Kara Zor-El foi enviada para a Terra junto com seu primo, mas acabou se perdendo no meio do caminho.  Anos depois, quando Kara finalmente chega na Terra, seu primo já é um conhecido super-herói, o famoso Superhomem. A garota é adotada pelos Danvers, uma família terráquea que a acolhe e estimula a esconder seus poderes. Agora, com 24 anos, Kara resolve demonstrar suas habilidades e se tornar  poderosa Supergirl.

A DC comics já conta com mais três séries no ar: Gotham, Arrow e The Flash, além da confirmada Legends of Tomorrow e da recentemente cancelada Constantine. Dentre todas estas séries, pode se dizer que Supergirl é a que tem menos cara de série de super-herói. A proposta de trazer uma personagem feminina é muito acertada. As heroínas tem tido um quadro bem desfavorável nas séries da DC. Em Arrow, a Canário Negro é constantemente colocada em segundo plano, como uma heroína coadjuvante da equipe, assim como Speedy. Supergirl pode trazer essa igualdade de gêneros para a televisão, mas ainda tem que provar que tem pretensões maiores.

O maior defeito da série é subestimar o seu público. A série é nitidamente feita para o público feminino e, com isso, deixa uma mensagem preconceituosa de que somente garotas poderiam se interessar por aquela história. A ação fica guardada em segundo plano e é provável que os próximos episódios sigam por uma mesma linha. Os efeitos visuais são bons, basta querer usá-los para fazer cenas de ação.

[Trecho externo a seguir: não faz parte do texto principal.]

PR #588, opened 2021-03-25
Add a shortcut when creating `ChuckerInterceptor`

Goooler:
- Add a shortcut when creating `ChuckerInterceptor` for launch `MainActivity` like `LeakCanary`

screenshot


Goooler:
It seems api test failed, how can I solve it.

library/src/main/java/com/chuckerteam/chucker/api/Chucker.kt
```diff
@@ -30,6 +35,22 @@ public object Chucker {
             .setFlags(Intent.FLAG_ACTIVITY_NEW_TASK)
     }
 
+    public fun Context.createShortcut() {
+        if (Build.VERSION.SDK_INT >= Build.VERSION_CODES.N_MR1) {
+            getSystemService(ShortcutManager::class.java)?.let {
+                val shortcut = ShortcutInfo.Builder(this, "id1")
+                    .setShortLabel("Open chucker activity")
+                    .setLongLabel("Open chucker activity")
```
MiSikora, line 43: These should come from resources.

library/src/main/java/com/chuckerteam/chucker/api/Chucker.kt
```diff
@@ -30,6 +35,22 @@ public object Chucker {
             .setFlags(Intent.FLAG_ACTIVITY_NEW_TASK)
     }
 
+    public fun Context.createShortcut() {
+        if (Build.VERSION.SDK_INT >= Build.VERSION_CODES.N_MR1) {
+            getSystemService(ShortcutManager::class.java)?.let {
+                val shortcut = ShortcutInfo.Builder(this, "id1")
```
MiSikora, line 41: Please use a value that represent this shortcut instead of `id1`. Preferably move it to a `const`.

library/src/main/java/com/chuckerteam/chucker/api/Chucker.kt
```diff
@@ -30,6 +35,22 @@ public object Chucker {
...
+                    .setShortLabel("Open chucker activity")
+                    .setLongLabel("Open chucker activity")
+                    .setIcon(Icon.createWithResource(this, R.mipmap.chucker_ic_launcher_round))
+                    .setIntent(getLaunchIntent(this).setAction(Intent.ACTION_VIEW))
+                    .build()
+                val allShortcuts = it.dynamicShortcuts.toMutableList()
+                allShortcuts.add(shortcut)
+                it.dynamicShortcuts = allShortcuts
```
MiSikora, line 49: This can crash. You should catch exceptions that can occur here and add a meaningful log.

Also, instead of assigning new list you should just add one shortcut using `addDynamicShortcuts()`.

library/src/main/java/com/chuckerteam/chucker/api/Chucker.kt
MiSikora, line 41: Before creating and adding a shortcut you should first check if it does not already exist.

library/src/main/java/com/chuckerteam/chucker/api/Chucker.kt
```diff
@@ -30,6 +35,22 @@ public object Chucker {
             .setFlags(Intent.FLAG_ACTIVITY_NEW_TASK)
     }
 
+    public fun Context.createShortcut() {
```
MiSikora, line 38: This function should follow structure of other functions in this object. `@JvmStatic` and accept context as an argument.

If you make it public it should also have a documentation. Moreover leaving it public requires mocked function in `no-op` library.

library/src/main/java/com/chuckerteam/chucker/api/Chucker.kt
```diff
@@ -30,6 +35,22 @@ public object Chucker {
...
+        if (Build.VERSION.SDK_INT >= Build.VERSION_CODES.N_MR1) {
+            getSystemService(ShortcutManager::class.java)?.let {
+                val shortcut = ShortcutInfo.Builder(this, "id1")
+                    .setShortLabel("Open chucker activity")
+                    .setLongLabel("Open chucker activity")
+                    .setIcon(Icon.createWithResource(this, R.mipmap.chucker_ic_launcher_round))
```
MiSikora, line 44: Icon is added only as `xxxhdpi` resource. Please migrate to AVD or add other resolutions as well.

library/src/main/java/com/chuckerteam/chucker/api/ChuckerInterceptor.kt
```diff
@@ -53,6 +54,10 @@ public class ChuckerInterceptor private constructor(
         decoders,
     )
 
+    init {
+        builder.context.createShortcut()
```
MiSikora, line 58: I don't really like it enforced. IMO users should be able to opt–out of it with an XML boolean resource.

MiSikora (commented):
> It seems api test failed, how can I solve it.

By making function you added internal or by executing `apiDump` Gradle task.

vbuberen:
I am curios if we need this feature before proceeding with the reviw.

MiSikora:
Personally I like it. I won't fight for it, but I see it as a useful thing.

library/src/main/java/com/chuckerteam/chucker/api/Chucker.kt
vbuberen: Also, please change it to `Open Chucker`. No need to specify that it is activity.

library/src/main/java/com/chuckerteam/chucker/api/Chucker.kt
vbuberen: AVD would be much better. Please remove that added PNG

library/src/main/java/com/chuckerteam/chucker/api/ChuckerInterceptor.kt
vbuberen: Don't have strong preference here, but don't like to such init.

library/src/main/java/com/chuckerteam/chucker/api/Chucker.kt
Goooler: Movd hardcode into resources.

library/src/main/java/com/chuckerteam/chucker/api/Chucker.kt
Goooler: Made it as a const value.

library/src/main/java/com/chuckerteam/chucker/api/Chucker.kt
Goooler: Used `addDynamicShortcuts()` replace `setDynamicShortcuts()`

library/src/main/java/com/chuckerteam/chucker/api/Chucker.kt
Goooler: Have not found api in `ShortcutManager` to check if it exist, if I should read and write a SP value to check?

library/src/main/java/com/chuckerteam/chucker/api/Chucker.kt
Goooler: I made it as a internal function.

library/src/main/java/com/chuckerteam/chucker/api/Chucker.kt
Goooler: Added other dpi icons

library/src/main/java/com/chuckerteam/chucker/api/ChuckerInterceptor.kt
Goooler: I added a flag in builder to enable switch

library/src/main/java/com/chuckerteam/chucker/api/Chucker.kt
MiSikora: You can get all shortcuts, map to IDs and check if our ID is in there.

library/src/main/java/com/chuckerteam/chucker/api/Chucker.kt
```diff
@@ -12,6 +17,8 @@ import com.chuckerteam.chucker.internal.ui.MainActivity
  */
 public object Chucker {
 
+    private const val SHORTCUT_ID = "shortcutId"
```
MiSikora, line 20: Make it more specific to Chucker. Like `chuckerShortcutId` or something. I'd prefer to avoid situation where someone has defined such a value as well and our shortcut is not added.

library/src/main/java/com/chuckerteam/chucker/api/ChuckerInterceptor.kt
```diff
@@ -140,6 +148,14 @@ public class ChuckerInterceptor private constructor(
             this.decoders += decoder
         }
 
+        /**
+         * If set to `true`, [ChuckerInterceptor] will create a shortcut for your app
+         * just like what `LeakCanary` did, you can easily to access chucker's [MainActivity]
```
MiSikora, line 153: I'm not sure if we should mention `LeakCanary` here. Don't get me wrong, it is a great tool, but there's nothing special about `LeakCanary` when it comes to this feature. Maybe link to Android docs instead and highlight that it is a dynamic shortcut?

library/src/main/java/com/chuckerteam/chucker/api/Chucker.kt
MiSikora: Raster icons are OK with me. I can make a follow–up PR with an AVD later on unless you want to change it. :)

library/src/main/java/com/chuckerteam/chucker/api/Chucker.kt
```diff
@@ -30,6 +37,20 @@ public object Chucker {
...
+    internal fun createShortcut(context: Context) {
+        if (Build.VERSION.SDK_INT >= Build.VERSION_CODES.N_MR1) {
+            context.getSystemService(ShortcutManager::class.java)?.let {
+                val shortcut = ShortcutInfo.Builder(context, SHORTCUT_ID)
+                    .setShortLabel(context.getString(R.string.chucker_shortcut_label))
+                    .setLongLabel(context.getString(R.string.chucker_shortcut_label))
+                    .setIcon(Icon.createWithResource(context, R.mipmap.chucker_ic_launcher_round))
+                    .setIntent(getLaunchIntent(context).setAction(Intent.ACTION_VIEW))
+                    .build()
+                it.addDynamicShortcuts(listOf(shortcut))
```
MiSikora, line 49: This also can throw and should be handled here. Look at the [docs](https://developer.android.com/reference/android/content/pm/ShortcutManager#addDynamicShortcuts(java.util.List%3Candroid.content.pm.ShortcutInfo%3E)).

Goooler: But I see it already been catched.
image

library/src/main/java/com/chuckerteam/chucker/api/Chucker.kt
Goooler: Changed

library/src/main/java/com/chuckerteam/chucker/api/ChuckerInterceptor.kt
Goooler: Removed that

library/src/main/java/com/chuckerteam/chucker/api/Chucker.kt
Goooler: Catched

library/src/main/java/com/chuckerteam/chucker/api/Chucker.kt
```diff
@@ -30,6 +37,34 @@ public object Chucker {
...
+    /**
+     * Create a shortcut to launch Chucker UI.
+     * @param context An Android [Context].
+     */
+    internal fun createShortcut(context: Context) {
+        if (Build.VERSION.SDK_INT >= Build.VERSION_CODES.N_MR1) {
+            run outside@{
+                context.getSystemService(ShortcutManager::class.java)?.let { sm ->
+                    sm.dynamicShortcuts.forEach {
+                        if (it.id == SHORTCUT_ID) return@outside
```
MiSikora, line 49: No need for `run` with an outside label. You can return here with `return@let`.

MiSikora (approved):
Left one minor comment, but other than that, LGTM. 🚀 

Thank you for this contribution! I'll wait with merging however, for a second review/opinion.

You'll also need to execute `apiDump` Gradle task because a public function was added to the builder.

library/src/main/java/com/chuckerteam/chucker/api/Chucker.kt
Goooler: Your are right

library/src/main/java/com/chuckerteam/chucker/api/Chucker.kt
```diff
@@ -30,6 +37,34 @@ public object Chucker {
...
+                        .setLongLabel(context.getString(R.string.chucker_shortcut_label))
+                        .setIcon(
+                            Icon.createWithResource(context, R.mipmap.chucker_ic_launcher_round)
+                        )
+                        .setIntent(getLaunchIntent(context).setAction(Intent.ACTION_VIEW))
+                        .build()
+                    try {
+                        sm.addDynamicShortcuts(listOf(shortcut))
+                    } catch (ignored: Throwable) {
+                    }
```
MiSikora: NIT: Maybe log it? We have a logger in this project for such cases.

Goooler: Logged it.

cortinico:
I think this is a nice addition 👍 
Should we add a note to the README?

library/src/main/java/com/chuckerteam/chucker/api/Chucker.kt
vbuberen: Ok, let's do that switch to AVD in a follow-up PR ourselves.

vbuberen:
> Should we add a note to the README?

I will take care of it in a follow-up PR for this feature.

vbuberen (approved):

É importante notar como Arrow influenciou todas as séries que viriam em seguida. Seja no tom realista e sombrio [como em Gotham] ou na organização das equipes [em The Flash] e na participação de corporações antipoderosos [em Supergirl]. Esse é o grande erro do episódio piloto. A inserção de uma agência governamental que se dedica a combater kryptonianos que fugiram de uma prisão espacial não convence. Primeiramente, tudo é entregue muito de bandeja. Não existe a mínima preocupação em manter uma aura de mistério, é tudo jogado como se fosse um fato normal. Em segundo lugar, vale constatar que a existência de uma corporação nos bastidores desmerece a heroína, mostrando que ela só pode ser bem sucedida graças ao seu apoio.

No entanto, Kara Danvers é uma personagem incrível. A formação da personagem é impecável e fala com o público jovem. Uma garota que recebe poderes e quer sair por aí usando é algo muito palpável, passa na cabeça de todo jovem. A maneira como ela se excita para contar às pessoas que é a Supergirl é algo muito natural e muito engraçado de se ver. Ao contrário do universo Arrow⁄Flash, é interessante que a identidade secreta de Kara esteja muito viável de ser descoberta. Por ser jovem, é muito comum que ela cometa erros, conte para todo mundo seu segredo e até mesmo que comece a chorar por ter falhado em uma missão. Toda essa juventude é o que dá humanidade e realidade para a personagem.


Para os próximos episódios, espera-se que exista uma preocupação maior com a ação e com o mistério. Nem tudo precisa ser entregue tão facilmente. Pode-se perder mais tempo em uma cena de ação e usar dos personagens mas simples para compor o apoio da heroína. Seria interessante se ela conseguisse trabalhar sem o governo nas suas costas para mostrar a independência da Supergirl.